**Directions**
Among these entries, how many lines contain "thanatos"? Say the number and nothing else.

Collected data
PR #3328, opened 2026-07-13
Fix duplicate App Proxy security parameter handling

byrichardpowell:

App Proxy authentication currently parses the same query string in two different ways: request handling reads the first value for parameters such as `shop`, while converting `URLSearchParams` with `Object.fromEntries` keeps the last value for HMAC validation. A request with repeated security parameters can therefore make session lookup and signature verification operate on different values.

Application-defined App Proxy parameters may legitimately repeat, so rejecting every repeated parameter would be unnecessarily breaking.

- moves duplicate-aware normalization into the shared `@shopify/shopify-api` HMAC validator
- passes `URLSearchParams` directly from the Remix and React Router App Proxy authenticators so duplicate provenance is retained
- rejects repeated App Proxy protocol/security parameters (`hmac`, `shop`, `signature`, and `timestamp`)
- preserves repeated application-defined parameters using the existing comma-joined App Proxy canonicalization
- uses a null-prototype accumulator so application parameters such as `constructor`, `toString`, and `__proto__` are handled safely
- adds shared validator tests and end-to-end authenticator regressions for both frameworks
- includes patch changesets for `@shopify/shopify-api`, `@shopify/shopify-app-react-router`, and `@shopify/shopify-app-remix`

### Validation

- `pnpm lint`
- `pnpm build --filter='./packages/apps/shopify-api...' --filter='./packages/apps/shopify-app-express...' --filter='./packages/apps/shopify-app-remix...' --filter='./packages/apps/shopify-app-react-router...'`
- `pnpm test:ci --filter='./packages/apps/shopify-api'`
- `pnpm test:ci --filter='./packages/apps/shopify-app-express'`
- `pnpm test:ci --filter='./packages/apps/shopify-app-react-router'`
- `pnpm test:ci --filter='./packages/apps/shopify-app-remix'`

## Type of change

## Checklist

- [x] I have documented new APIs/updated the documentation for modified APIs (not applicable; no new public API or documentation surface)

### DIFF
--- a/packages/apps/shopify-app-remix/src/server/authenticate/public/appProxy/authenticate.ts
+++ b/packages/apps/shopify-app-remix/src/server/authenticate/public/appProxy/authenticate.ts
@@ -95,10 +95,9 @@ async function validateAppProxyHmac(
       searchParams.delete('index');
     }
 
-    let isValid = await api.utils.validateHmac(
-      Object.fromEntries(searchParams.entries()),
-      {signator: 'appProxy'},
-    );
+    let isValid = await api.utils.validateHmac(searchParams, {
+      signator: 'appProxy',
+    });
 
     if (!isValid) {
       const cleanPath = url.pathname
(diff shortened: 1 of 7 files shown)


packages/apps/shopify-app-remix/src/server/authenticate/public/appProxy/authenticate.ts
gonzaloriestra, line 1: Is this file identical to packages/apps/shopify-app-react-router/src/server/authenticate/public/appProxy/authenticate.ts? In that case, maybe we can extract it, no? No need to do it now.

gonzaloriestra (approved):
Untested, but makes sense 👍

Suleimanlatrsh:
Approving. Verified locally: hmac-validator, remix appProxy, and react-router appProxy suites all pass, and reverting the fix makes 5 of the new tests fail, so the coverage genuinely guards the behavior.

On Gonzalo's question: the remix and react-router `authenticate.ts` files are byte-for-byte identical here. Not a blocker (his comment says no need now), but worth a follow-up issue to extract the shared logic so the two copies don't drift.

Suleimanlatrsh (approved):

Suleimanlatrsh:
Update: verified end to end with real Shopify traffic. Ran the app in the React Router template on a live dev store with an App Proxy configured, and had Shopify sign and forward a real duplicate-param request. The fix's comma-join reproduces Shopify's actual signature; the shipped build rejects the same real request (400) while the fixed logic validates it. Confirmed against a genuine Shopify signature, not just unit tests.

Suleimanlatrsh:
Final status: approved, green, and verified against real Shopify traffic (real signed App Proxy request with duplicate params; shipped rejects 400, fix accepts 200). Ready to merge.

PR #143, opened 2015-02-16
Respect currency digit settings.

karlspalding:
The supplemental currency data should be respected when
formatting currencies. In particular this means some
currencies should always have a certain number of digits
after the decimal point.

http://www.unicode.org/reports/tr35/tr35-numbers.html#Supplemental_Currency_Data

Conflicts:
	scripts/import_cldr.py
	tests/test_numbers.py

Conflicts:
	scripts/import_cldr.py
	tests/test_numbers.py

### DIFF
--- a/babel/numbers.py
+++ b/babel/numbers.py
@@ -278,7 +278,13 @@ def format_currency(number, currency, format=None, locale=LC_NUMERIC):
     locale = Locale.parse(locale)
     if not format:
         format = locale.currency_formats.get(format)
+
+    fractions = get_global('currency_fractions')
+    digits = fractions.get(currency, fractions['DEFAULT'])['digits']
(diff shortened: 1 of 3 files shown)


dahlia:
+1 this.

sils1297:
@karlspalding hey, thanks for submiting this PR! Looks good on first sight, maybe a rebase onto current master solves the failing CI, could you do that?

Second, could you remove the "Conflict" paragraphs from your commit message?

Ping me if you need any help.

etanol:
Duplicates #127.  Even though this implementation is not fully backwards compatible, the idea is exactly the same.

etanol:
I'm going to close this, since #127 addresses the same issue.

PR #146, opened 2015-03-05
Introduce PyInstaller support

wodo:
Direct access to `__file__` is not possible inside a PyInstaller  bundle.

### DIFF
--- a/babel/core.py
+++ b/babel/core.py
@@ -10,6 +10,7 @@
 """
 
 import os
+import sys
 
 from babel import localedata
 from babel._compat import pickle, string_types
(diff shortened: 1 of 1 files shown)


sils1297:
@wodo can you rebase this PR? This should fix the tests.

wodo:
Two years later. It is still a problem to use python-babel in a PyInstaller environment. Direct access to __file__ is not possible inside a PyInstaller bundle. The current version of python-babel has now two locations for this access.

* babel/localedata.py
* babel/core.py

I will provide a better pull request.

PR #153, opened 2015-03-31
Add __hash__ to Locale.

thanatos:
The `Locale` class has `__eq__`, but not `__hash__`. The absence of `__hash__` results in some rather maddening results when trying to use it as a key to `dict`s, and there's no reason not to `__hash__`…

### DIFF
--- a/babel/core.py
+++ b/babel/core.py
@@ -326,6 +326,9 @@ class Locale(object):
     def __ne__(self, other):
         return not self.__eq__(other)
 
+    def __hash__(self):
+        return hash((self.language, self.territory, self.script, self.variant))
+
     def __repr__(self):
         parameters = ['']
         for key in ('territory', 'script', 'variant'):
--- a/tests/test_core.py
+++ b/tests/test_core.py
@@ -57,6 +57,11 @@ def test_get_global():
 
 class TestLocaleClass:
 
+    def test_hash(self):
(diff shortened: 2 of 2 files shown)


sils1297:
@thanatos hey, thanks for submitting this PR! Could you rebase? This will probably fix CI tests.

thanatos:
@sils1297 Rebased!

sils1297:
@thanatos many thanks! I dropped you a comment right on the commit, should be easy to correct. In addition I'd rewrite the commit message to `Locale: Add __hash__`, without trailing period and with the tag, see http://coala.readthedocs.org/en/latest/Getting_Involved/Writing_Good_Commits/#how-to-write-good-commit-messages for reasons. (Not that your commit message is bad or unacceptable, we're not *that* picky here :))

akx:
@sils1297: I think this is fine for merging; we can add the negative test case in a subsequent PR.

Better to merge than to leave this hanging in a PR limbo :)

sils1297:
@akx would you mind amending this commit, adding the testcase, making a new PR? Be sure to keep the original author and mention your co-authorship in the commit message, I think that's the best way to handle attribution here.

akx:
@sils1297 Done as #303.

sils1297:
awesome, will merge that!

**Solved exercise**
4